* Exercise details: Copy each line of the records below, from the first through the one that contains "One question(might not", exactly as written.

BEGIN

PR #196, opened 2023-09-26
Fix gradient inversion

mogres:
Problem
=======
Gradient inversion used distances instead of weights. This could result in unexpected inversion.

Solution
========
The type of inversion can be specified as an option now. `invert: "distance"` inverts the scaled distances and `invert: "weight"` inverts the weights after calculation.

## Type of change

Change summary:
---------------
* add option to specify inversion using weights or distances
* add default values
* update test recipes to visualize inversion
* add credentials file to gitignore

Steps to Verify:
----------------
1. `pack -r cellpack/tests/recipes/v2/test_mesh_image_gradient.json -c cellpack/tests/packing-configs/test_mesh_config.json`
2. Change `invert: "weight"` to `invert: "distance"` to visualize alternative inversion.

Screenshots:
-----------------------
Inverting distances: 
image

Inverting weights:
image

Keyfiles:
-----------------------
1. Gradient.py

### DIFF
--- a/.gitignore
+++ b/.gitignore
@@ -120,3 +120,6 @@ cellpack/tests/outputs/
 # data
 data/
 **/converted/*
+
+# credentials
+.creds
--- a/cellpack/autopack/Gradient.py
+++ b/cellpack/autopack/Gradient.py
@@ -207,14 +207,16 @@ class Gradient:
 
         self.scaled_distances = self.get_normalized_values(self.distances)
 
-        if self.invert == "distance":
-            self.scaled_distances = 1.0 - self.scaled_distances
-
-        if (max(self.scaled_distances) > 1.0) or (min(self.scaled_distances) < 0.0):
+        if (numpy.nanmax(self.scaled_distances) > 1.0) or (
+            numpy.nanmin(self.scaled_distances) < 0.0
+        ):
             raise ValueError(
                 "CHECK CALCULATED DISTANCES",
                 f"Max: {max(self.scaled_distances)}, Min: {min(self.scaled_distances)}",
             )
+
+        if self.invert == "distance":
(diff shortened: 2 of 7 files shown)


rugeli:
Looks good to me! I was able to pack the test recipe, however, it's taking a very long time to load the model in Simularium, I'm still waiting to visualize the result. 

One question(might not related to this PR):
In terminal logs, the message `Packing test_mesh_image_gradient_1.0.0:` appeared twice with the first one remaining at 0% progress. Should we make any modifications to address this if one of them is being skipped or something?
Screenshot 2023-09-27 at 2 27 56 PM

mogres:
@rugeli,  were you able to visualize the output? It might help if you change the radius of the `primitive_sphere` to `1` so that there are fewer grid points to visualize.

As for the progress bar, it gets reprinted/interrupted when something else gets printed to the terminal. The `Known pipe types` message seems to have reset the bar -- we can look into what causes that message and whether we can prevent it from being displayed.

rugeli:
> @rugeli, were you able to visualize the output? It might help if you change the radius of the `primitive_sphere` to `1` so that there are fewer grid points to visualize.
> 
> As for the progress bar, it gets reprinted/interrupted when something else gets printed to the terminal. The `Known pipe types` message seems to have reset the bar -- we can look into what causes that message and whether we can prevent it from being displayed.

Thanks for getting back to me! I wasn't able to visualize the output yesterday. I just changed the `primitive_sphere` to `1`, but the simularium has been in loading for the past 20 minutes.

mogres:
@rugeli the recipe has been updated so you should be able to run it faster and visualize in simularium. Let me know if there are still any issues

meganrm (approved):

PR #203, opened 2023-10-11
fix/S3 uploads and new browser tabs handling 

rugeli:
Problem
=======
our current conditional statement ` if env.config_data.get("upload_results", env.config_data.get("number_of_packings", 1) <= 1):` on `main` prioritizes checking `upload_results` with its default value set to `False`. So the check will be skipped if `upload_results` is not explicitly set to `True` in the config file

Solution
========
changed the if-statement to evaluate `upload_results` and `number_of_packings` individually

with @meganrm 

## Type of change


mogres (approved):
Looks good to me! Having the `upload_results` set to `False` by default would not have worked with the previous check.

END

* Output of the task:
PR #196, opened 2023-09-26
Fix gradient inversion

mogres:
Problem
=======
Gradient inversion used distances instead of weights. This could result in unexpected inversion.

Solution
========
The type of inversion can be specified as an option now. `invert: "distance"` inverts the scaled distances and `invert: "weight"` inverts the weights after calculation.

## Type of change

Change summary:
---------------
* add option to specify inversion using weights or distances
* add default values
* update test recipes to visualize inversion
* add credentials file to gitignore

Steps to Verify:
----------------
1. `pack -r cellpack/tests/recipes/v2/test_mesh_image_gradient.json -c cellpack/tests/packing-configs/test_mesh_config.json`
2. Change `invert: "weight"` to `invert: "distance"` to visualize alternative inversion.

Screenshots:
-----------------------
Inverting distances: 
image

Inverting weights:
image

Keyfiles:
-----------------------
1. Gradient.py

### DIFF
--- a/.gitignore
+++ b/.gitignore
@@ -120,3 +120,6 @@ cellpack/tests/outputs/
 # data
 data/
 **/converted/*
+
+# credentials
+.creds
--- a/cellpack/autopack/Gradient.py
+++ b/cellpack/autopack/Gradient.py
@@ -207,14 +207,16 @@ class Gradient:
 
         self.scaled_distances = self.get_normalized_values(self.distances)
 
-        if self.invert == "distance":
-            self.scaled_distances = 1.0 - self.scaled_distances
-
-        if (max(self.scaled_distances) > 1.0) or (min(self.scaled_distances) < 0.0):
+        if (numpy.nanmax(self.scaled_distances) > 1.0) or (
+            numpy.nanmin(self.scaled_distances) < 0.0
+        ):
             raise ValueError(
                 "CHECK CALCULATED DISTANCES",
                 f"Max: {max(self.scaled_distances)}, Min: {min(self.scaled_distances)}",
             )
+
+        if self.invert == "distance":
(diff shortened: 2 of 7 files shown)


rugeli:
Looks good to me! I was able to pack the test recipe, however, it's taking a very long time to load the model in Simularium, I'm still waiting to visualize the result. 

One question(might not related to this PR):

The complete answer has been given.